Vesna Adic holds an MA degree in Art History from the University of Belgrade and has graduated with the Mention of Excellence from the Paideia Institute for Jewish Studies in Sweden. She is a certified curator, an experienced public speaker and a freelance writer. Her major interests are history, 19th century art & literature, music and traveling.
I would like to suggest to the author to better check some facts…and then re-write the article…
Dear Sergej, if I had any real intention of altering the article, I could have asked you to be more specific about “some facts” you’re pointing at. But the truth is I’m happy with the text as it is, together with more than 550 people who enjoyed and shared it. Anyways, you’re more than welcome to click “Submit” and offer your own version! Cheers!
thank you for this informative article.
Nice Article, thank you!
Few facts to correct if you don’t mind:
– Orthodox priests are the ones who cut, bless the cake and zito (bread and wheat). – Probably the biggest misconception is about wheat. Wheat should always be present (doesn’t matter if St. Elisha or St. Archangel Michael / Ilindan i Arandjelovdan) – you can find this in Church books, for example “Moja Slava” (urednik episkop backi Irinej) pg 29 and 30.
You may be right about what church books say. However, church books are not always followed. A lot of priests just say “do what you forefathers did”. It all depends on which part of the country you come from. I know a lot of places in Serbia where bread is cut at home and not by the priest.

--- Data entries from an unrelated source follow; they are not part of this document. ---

PR #5051, opened 2019-04-16
examples: implement SSH authentication

pks-t:
I've been asked how to implement SSH authentication with libgit2. I've thus decided to implement that support for our examples code, so that one may now clone SSH repos via the lg2 executable.

### DIFF
--- a/examples/blame.c
+++ b/examples/blame.c
@@ -14,11 +14,6 @@
 
 #include "common.h"
 
-#ifdef _MSC_VER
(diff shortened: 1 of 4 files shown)


pks-t:
Thanks for your review, @tiennou!

pks-t:
> I'm frustrated that docurium eats that file, though…

Do you know why that is? Is it just not getting processed at all or is there any magic construct inside that docurium fails to parse?

PR #5052, opened 2019-04-16
Add NTLM support for HTTP(s) servers and proxies

ethomson:
When we removed libcurl, we inadvertantly removed support for NTLM connections to proxies; it was supported automatically, which I don't think any of the contributors realized.

This adds NTLM support by including https://github.com/ethomson/ntlmclient, which is a pure C NTLM client implementation that was built to live nicely within the libgit2 codebase.

In addition, it does some refactoring to the HTTP codebase to support NTLM connections to both endpoint servers and proxies.


ethomson:
Rebased on master.

ethomson:
What would help review this?  Should I break out the necessary http client refactoring so that one can review the necessary bits and then follow up with an addition of the NTLM library?

src/transports/http.c
```diff
@@ -483,22 +537,22 @@ static int on_headers_complete(http_parser *parser)
 	if (parser->status_code == 407 && get_verb == s->verb)
 		return on_auth_required(&t->proxy.cred,
 		    parser,
+			&t->proxy,
```
tiennou: Nitpick: strange indent? Not sure who's wrong though 😅.

src/transports/http.c
```diff
@@ -483,22 +537,22 @@ static int on_headers_complete(http_parser *parser)
...
 		    t->proxy_opts.credentials,
 		    t->proxy_opts.payload,
-		    t->proxy.url.username,
 			proxy_auth_types);
 
 	/* Check for an authentication failure. */
 	if (parser->status_code == 401 && get_verb == s->verb)
 		return on_auth_required(&t->server.cred,
 		    parser,
+			&t->server,
```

I have a story I heard many years ago from the person that was present and told me what happened, it still brings tears to my eyes:
In WW2 he was arrested and put on a train to a Nazi concentration camp (obviously lived thought it to tell this story). Cargo train was overcrowded with people, they were cold, hungry… It was end of January, few days on the train… Jan 27th comes (St. Sava), 1 person had saved a slice of bread for Kolac, no wheat of course, no priest either to cut the Kolac, but they all got together and celebrated Slava of St. Sava, sang troparions and said prayers as good as they could. I am sure that it was more God-pleasing than many Slavas we celebrate today with nice looking Kolac and zito and icons and priests etc…
Nevertheless, this story was an example of an extreme situations. There are others that might fall in this category, such as a remote village without a priest, communist times and being scared to celebrate Slava and go to Church etc. I do believe that some priests said what you told us, but my opinion is that those are all edge cases that can be mentioned to spice up the story, and not be presented as a rule.
Good points. Sadly Slava is becoming more of “drink and eat as much as you can” rather than it’s original purpose.